MC: The final poem in this collection “The Future is Slow,” begins with the beautiful first line, “Slow is the work, the becoming,” which reads like a call to action, a resistance to the hyper-productive pace of our world that harms us and looking toward a more inclusive, community-minded future. How did you arrive at this as the final poem, and what do you hope lingers with readers after they step away?
TCWL: As I was putting this collection together, I knew I wanted to end with this poem as a kind of incantation for the future. I often think of this poem as a complement to an earlier poem in the collection, “Incantation for Access,” which tries to will into being accessibility into a world still so hostile to disabled people.
As a disabled scholar, I’ve been thinking a lot about the capitalistic expectations of productivity as constant and high-speed and which bodyminds are seen as unable to “keep up” or “meet demands.” During the composition of poems that would eventually become this collection, I had been reading about the “slow scholarship” movement and what it might mean to embrace slowness as a deliberate anticapitalist mode of doing intellectual labor in the academy. While there have been rightful critiques of who gets to “slow down” in a culture of higher education that still exploits and abuses adjuncts and other contingent laborers, I think taking seriously how disabled scholars and activists have called for a fuller, revolutionary embrace of “crip time”—the reorientation of time toward meeting bodyminds where they are really at rather than force them into compliance with structures that do not care about actual needs—feels particularly urgent at a cultural moment when hyperproductivity is leaving so many people behind, especially the most vulnerable.

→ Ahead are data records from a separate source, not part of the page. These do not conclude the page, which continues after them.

PR #181, opened 2021-05-03
READY: Acoustic pending updates - Basic Operations + Scheduling of PendingRecords

bsieber-mozilla:
## Edit
New updates.

PR Includes, tests, and updates from the prior review. 

Records also should be scheduled on create/updates events.

----
Feature Branch - Pending Updates.

Still in testing. Throwing this out for a preliminary look.

- Does the table columns look at expected by others? Should we add any other fields?
- Do the CRUD operations seem useful? Necessary?
- Any other NITs or thoughts?


bsieber-mozilla:
Still in draft; would be helpful to get an early pass by reviewers and other acoustic parties to determine proper path and ability to split potentially.

bsieber-mozilla:
Next Steps:

- [ ] Test the CRUD operations (this PR)
- [ ] Input the records into the table on contact put/patch/post (next PR)

ctms/crud.py
```diff
@@ -267,6 +268,86 @@ def get_contacts_by_any_id(
...
+    db: Session,
+    end_time: datetime,
+):
+    """Get all the pending records up to a certain date."""
+    pending_records: List[PendingAcousticRecord] = (
+        db.query(PendingAcousticRecord)
+        .filter(
+            PendingAcousticRecord.update_timestamp < end_time,
+        )
+        .order_by(asc(Email.update_timestamp), asc(Email.email_id))
```
jwhitlock, line 281: Is this supposed to be ordered by ``PendingAcousticRecord.update_timestamp``, ``PendingAcousticRecord.email_id``?

ctms/crud.py
```diff
@@ -267,6 +268,86 @@ def get_contacts_by_any_id(
...
+        email_id=email_id, **updated_pending_record.dict()
+    )
+    stmt = stmt.on_conflict_do_update(
+        index_elements=[PendingAcousticRecord.email_id],
+        set_=updated_pending_record.dict(),
+    )
+    db.execute(stmt)
+
+
+def delete_pending_record(db: Session, email_id: UUID4):
```
cvalaas, line 335: This looks like it would delete all "pending" entries for one email_id. But I recall us having a double key where it's email_id AND some other unique-ifier. Am I misremembering? Do you even know what I'm talking about?

ctms/crud.py
```diff
@@ -267,6 +268,86 @@ def get_contacts_by_any_id(
...
+                "mofo": record.email.mofo,
+                "newsletters": record.email.newsletters,
+                "vpn_waitlist": record.email.vpn_waitlist,
+            }
+        )
+        for record in pending_records
+    ]
+
+
+def create_pending_acoustic_record(
```
jwhitlock, line 306: If I understand the design (and I'm not sure I do), there's at most one row per ``email_id``. That means if an ``email_id`` already appears in this table, the code should update the existing row. In that case, we don't need ``create_pending_acoustic_record``, since every operation is more like an upsert. ``update_pending_acoustic_record`` is closer, since it has the insert with an ``on_conflict_do_update`` clause. However, it seems overly generic for table-as-a-queue.

I think ``create_pending_acoustic_record`` and ``update_pending_acoustic_record`` need to be replaced with more specific operations:

* ``schedule_acoustic_record`` - called by the API when things change. Takes a DB session and an ``email_id``, and either creates or updates the ``PendingAcousticRecord``. I think existing rows get the retry count reset to 0 and the update timestamp set to now.
* ``retry_acoustic_record - called by the background function when Acoustic fails. Updates the retry count, leaves the rest alone.
* ``delete_acoustic_record - called by the background function when Acoustic succeeds. Similar to what you have, delete the record.

For the second two, I'd be tempted to take the ``update_timestamp`` as well, as a check that the API didn't update the row while the background job was processing it.  However, it may be better to lean on the database for row locking (such as ``SELECT FOR UPDATE`` in ``schedule_acoustic_record``).

I think this means the function interface is a DB session and and ``email_id``, and ``PendingAcousticRecordInSchema`` (and the other new schemas) are unnecessary.

I doubt I've understood the design however, since I don't have good notes from our last conversation on how this works, so I'm deferring to others.

ctms/crud.py
bsieber-mozilla: Maybe the [id](https://github.com/mozilla-it/ctms-api/pull/181/files#diff-4aa7c2a69c18e1f8b33b7cb5f54efdea916ea029661c212d3b1e4de349c91a24R195) could be used, it should be autogenerated; that or we allow a timestamp as well for this deletion. 

Also, I think this depends on how the pull is implemented...? If the pull of records from the Table contains multiple of the same email_id, wouldn't we likely pull the most up to date record when we get the [records as contacts](https://github.com/mozilla-it/ctms-api/pull/181/files#diff-45799bd240716e4cd04a9c1aeb24ad5e995dd9587db55a53d9eb85aa182d3533R288)? 

I think the edge case here is when an update happens, after we fetched the contacts, before we deleted from the table.

Which can be solved with using the same timestamp required for pulling/gets, or to provide the sequence id's (if that's possible, I can test further...)

ctms/schemas/pending_acoustic_record.py
```diff
@@ -0,0 +1,33 @@
...
+        description="Set to the retry attempt.",
+    )
+    created_date: Optional[str] = Field(
+        default=None,
+        description="ISO 8601 Timestamp with utc",
+        example="2021-01-29T18:43:49.082375+00:00",
+    )
+
+    update_timestamp: datetime = Field(
+        default_factory=datetime.utcnow,
```
jwhitlock, line 23: [datetime.utcnow](https://docs.python.org/3/library/datetime.html#datetime.datetime.utcnow) returns the current UTC time as a naive datetime, which is often interpreted as a local time. The Python docs recommend using [datetime.now(timezone.utc)](https://docs.python.org/3/library/datetime.html#datetime.datetime.now) instead. This bit me about a month ago, fixed in PR #113.

I think this works (you'll need to import ``timezone`` from ``datetime`` as well):
```suggestion
        default_factory=lambda: datetime.now(timezone.utc),
```

jwhitlock (commented):
Thanks @bsieber-mozilla. I think the DB operations for this table should be tuned for queue-style operations, rather than generic CRUD operations. However, it exposes that I'm not exactly sure what happens when a record is changed twice before it is successfully synced to Acoustic. I'm hoping other have a clearer idea.

ctms/crud.py
bsieber-mozilla: `PendingAcousticRecord.update_timestamp` and 
either `PendingAcousticRecord.email_id` or `PendingAcousticRecord.id`

nice catch, thanks

ctms/schemas/pending_acoustic_record.py
bsieber-mozilla: Ah, totally makes sense, thanks! I wasn't sure how to opt for the callable, the lambda is perfect!

ctms/crud.py
bsieber-mozilla: I think your comments here are spot on. I'm hoping to make the operations more impactful for the specific tasks. 

As for the table allowing at most one row per `email_id` that is up in the air; we can make that row non-unique and allow for any number. I couldn't recall the chosen approach and opted to do it as unique for the time being, this is reversible though.

jwhitlock: I think non-unique `email_ids` would make it more like a pub-sub queue and simplify a lot. Scheduling a sync is always adding a row, and the background task is either updating or deleting rows. That reduces the need for coordination and locking bugs.

imbstack: I thought `there's at most one row per email_id` was not true. I feel like we're all on different pages for this now :slightly_frowning_face: 

I also need a bit to page this back into my head. Maybe we should chat this afternoon

ctms/crud.py
```diff
@@ -267,6 +267,63 @@ def get_contacts_by_any_id(
...
+
+def retry_acoustic_record(db: Session, pending_record: PendingAcousticRecord) -> None:
+    pending_record.retry += 1
+    pending_record.update_timestamp = datetime.now(timezone.utc)
+    # db.commit() # TODO: will this be done by the background job?
+
+
+def delete_acoustic_record(db: Session, pending_record: PendingAcousticRecord) -> None:
+    db.delete(pending_record)
+    # db.commit() # TODO: will this be done by the background job?
```
bsieber-mozilla, line 324: I'm not too sure if I need to call a commit here, or if the sessions should be committed by the background job.

Maybe just `retry` and `delete` would need this commit? And since it's only called in the background job, it could be a commit after all deletes, or after each delete?

Not sure what the preference would be here...

ctms/models.py
```diff
@@ -186,3 +187,23 @@ class MozillaFoundationContact(Base):
     mofo_relevant = Column(Boolean)
 
     email = relationship("Email", back_populates="mofo", uselist=False)
+
+
+class PendingAcousticRecord(Base):
+    __tablename__ = "pending_acoustic"
+
+    id = Column(Integer, Sequence("pending_id_sequence"), primary_key=True)
+    email_id = Column(UUID(as_uuid=True), ForeignKey(Email.email_id), nullable=False)
```
bsieber-mozilla, line 196: new shiny and no longer unique

bsieber-mozilla:
Apologies for the delay, the PR should be in a better state now and ready for a review.

Whenever you've got a chance to take a look, I've re-requested reviews. Thanks!

bsieber-mozilla:
_Also, I combined this with bstack's branch to see how the background job might look, it would appear the main thing missing is a function to push ContactSchema's to Acoustic through the api:_
draft-pr: https://github.com/mozilla-it/ctms-api/pull/187
file: https://github.com/mozilla-it/ctms-api/pull/187/files#diff-56721425dd97d7b4cd2f46cf938b7857447b6033e53803d90b5bb8bf1bc0fd6f

migrations/versions/20210505_cad3c933830b_creating_table_for_pending_acoustic_.py
```diff
@@ -0,0 +1,55 @@
...
+# revision identifiers, used by Alembic.
+revision = "cad3c933830b"  # pragma: allowlist secret
+down_revision = "bd7adf1a3801"  # pragma: allowlist secret
+branch_labels = None
+depends_on = None
+
+
+def upgrade():
+    # Following command to create sequence added manually.
+    op.execute(CreateSequence(Sequence("pending_id_sequence")))
```
jwhitlock, line 27: Looking at the database post-migration, I think this manually created ``Sequence`` is unnecessary. Postgres includes a sequence "pending_acoustic_id_seq", and uses it for the default value of ``id`` (``nextval('pending_acoustic_id_seq'::regclass)``).

<summary>
describe commands in pgsql:
</summary>
<details>
<pre>
postgres=# \d
                   List of relations
 Schema |          Name           |   Type   |  Owner   
--------+-------------------------+----------+----------
 public | alembic_version         | table    | postgres
 public | amo                     | table    | postgres
 public | amo_id_seq              | sequence | postgres
 public | api_client              | table    | postgres
 public | emails                  | table    | postgres
 public | fxa                     | table    | postgres
 public | fxa_id_seq              | sequence | postgres
 public | mofo                    | table    | postgres
 public | mofo_id_seq             | sequence | postgres
 public | newsletters             | table    | postgres
 public | newsletters_id_seq      | sequence | postgres
 public | pending_acoustic        | table    | postgres
 public | pending_acoustic_id_seq | sequence | postgres
 public | pending_id_sequence     | sequence | postgres
 public | vpn_waitlist            | table    | postgres
 public | vpn_waitlist_id_seq     | sequence | postgres
(16 rows)

postgres=# \d pending_acoustic
                                          Table "public.pending_acoustic"
      Column      |           Type           | Collation | Nullable |                   Default                    
------------------+--------------------------+-----------+----------+----------------------------------------------
 id               | integer                  |           | not null | nextval('pending_acoustic_id_seq'::regclass)
 email_id         | uuid                     |           | not null | 
 retry            | integer                  |           | not null | 
 create_timestamp | timestamp with time zone |           | not null | now()
 update_timestamp | timestamp with time zone |           | not null | 
Indexes:
    "pending_acoustic_pkey" PRIMARY KEY, btree (id)
Foreign-key constraints:
    "pending_acoustic_email_id_fkey" FOREIGN KEY (email_id) REFERENCES emails(email_id)
</pre>
</details>

tests/unit/test_crud.py
```diff
@@ -186,6 +192,136 @@ def test_get_contact_by_email_id_miss(dbsession):
...
+        dbsession.flush()
+
+        record_list = get_all_acoustic_records_before(
+            dbsession,
+            end_time=end_time,
+        )
+        dbsession.flush()
+
+    print(watcher.statements)
+    assert watcher.count == 4
```
jwhitlock, line 214: Nit: ``StatementWatcher`` is more useful when there is a single CRUD function being watched, or if want to check if lazy-loading is unexpectedly being used. I'm guessing there are:

* 3 SQL calls for the 3 calls to ``schedule_acoustic_record``
* 1 SQL call for ``get_all_acoustic_records_before``

The 3 insert calls are uninteresting, I wouldn't use ``StatementWatcher`` to monitor them.

I _am_ curious if accessing ``record.email`` makes a SQL call. But, that is either OK or not, depending how and when we want to get the contact data, which is a decision for the acoustic loop later.

ctms/models.py
```diff
@@ -186,3 +187,23 @@ class MozillaFoundationContact(Base):
     mofo_relevant = Column(Boolean)
 
     email = relationship("Email", back_populates="mofo", uselist=False)
+
+
+class PendingAcousticRecord(Base):
+    __tablename__ = "pending_acoustic"
+
+    id = Column(Integer, Sequence("pending_id_sequence"), primary_key=True)
```
jwhitlock, line 195: I think the ``Sequence`` can be dropped. Other models like ``Newsletter`` have an auto-created ``id`` sequence that seems to do the job. More details on the migration.

jwhitlock (approved):
Thanks @bsieber-mozilla! I think this works for populating the acoustic queue, and gets us partially to the methods needed for the sync loop. I'd like to see it merged soon. I've identified a few ignorable nits and some changes that I hope are fast.

ctms/crud.py
```diff
@@ -288,21 +288,14 @@ def get_all_acoustic_records_before(
...
-            "fxa": record.email.fxa,
-            "mofo": record.email.mofo,
-            "newsletters": record.email.newsletters,
-            "vpn_waitlist": record.email.vpn_waitlist,
-        }
-    )
-    return contact
+    contact = get_contact_by_email_id(db, record.email_id)
+    contact_schema: ContactSchema = ContactSchema.parse_obj(contact)
+    return contact_schema
```
bsieber-mozilla, line 298: This was just added as a convenience to use AcousticRecord Objects in the sync

bsieber-mozilla:
@jwhitlock, I made some changes to the tests and other areas that were mentioned in the previous review. I believe we can merge this in now if there are no remaining/tackle-able actions in this PR

bsieber-mozilla:
Merging this in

This final poem wishes for a slowness we all deserve, that we all need to live more fully even if that means nothing is being “done,” “made,” or “contributed.” We should never need to do any of these things to earn the right to live on our own terms.

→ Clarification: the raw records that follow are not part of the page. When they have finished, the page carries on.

PR #185, opened 2021-05-04
Add basics of acoustic sync background job

imbstack:
This is roughly what you'll need to fit the query into. I thought about doing fancy stuff with timeouts here but I think instead we just be careful with the query and whatever is writing to acoustic to set appropriate timeouts there.

### DIFF
--- a/ctms/acoustic_sync.py
+++ b/ctms/acoustic_sync.py
@@ -1,0 +1,29 @@
+#!/usr/bin/env python3
+"""Run continuously in the background, syncing acoustic with our db."""
+
+from time import monotonic, sleep
+
+from ctms import config
+from ctms.database import get_db_engine
+
+
+def main(db, settings):
+    prev = monotonic()
+    while True:
+        print("sync here")
+        to_sleep = settings.acoustic_loop_min_secs - (monotonic() - prev)
+        if to_sleep > 0:
+            sleep(to_sleep)
+        prev = monotonic()
+
+
+if __name__ == "__main__":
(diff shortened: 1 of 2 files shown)


bsieber-mozilla:
I built upon your branch, and threw it here as a draft: https://github.com/mozilla-it/ctms-api/pull/187

From your branch, I rebased with my other branch that currently has the model and crud operations, so I can use the methods here as intended. 

The file you added, with some of the model additions can be seen here: https://github.com/mozilla-it/ctms-api/pull/187/files#diff-56721425dd97d7b4cd2f46cf938b7857447b6033e53803d90b5bb8bf1bc0fd6f

I believe what's left on that branch is mainly the acoustic api and how it deals with a ContactSchema object

ctms/acoustic_sync.py
```diff
@@ -0,0 +1,29 @@
...
+"""Run continuously in the background, syncing acoustic with our db."""
+
+from time import monotonic, sleep
+
+from ctms import config
+from ctms.database import get_db_engine
+
+
+def main(db, settings):
+    prev = monotonic()
```
jwhitlock, line 11: Nice, I need to remember to use ``time.monotonic()`` rather than ``time.time()`` for timing

jwhitlock (approved):
Thanks @imbstack!

I think this should live at ``ctms/bin/acoustic_sync.py`` with the other scripts, and the code that implements ``sync here`` could be a ``ctms/acoustic.py`` or similar.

Travis Chi Wing Lau (he/him/his) is the author of three previous chapbook collections: The Bone Setter (Damaged Goods Press, 2019), Paring (Finishing Line Press, 2020), and Vagaries (Fork Tine Press, 2022). His poetry has appeared in The Academy of American Poets’ “Poem-A-Day” series, The Asian American Writers’ Workshop’s The Margins series, Cincinnati Review, Foglifter and many other publications. He was the winner of the Christopher Hewitt Award for Poetry (2019) and a recipient of the Greater Columbus Arts Council’s Artists Elevated Prize (2024). He is co-editor of Every Place on the Map Is Disabled: Poems and Essays on Disability (Northwestern University Press, 2026). He currently teaches eighteenth and nineteenth-century British literature and culture, health humanities, and disability studies at Kenyon college and lives in Columbus, Ohio.

Mialise Carney is a writer whose stories and essays have appeared in swamp pink, Booth, Washington Square Review, and other places. She is a PhD student in creative writing and literature at the University of Cincinnati, where she reads for The Cincinnati Review and teaches writing.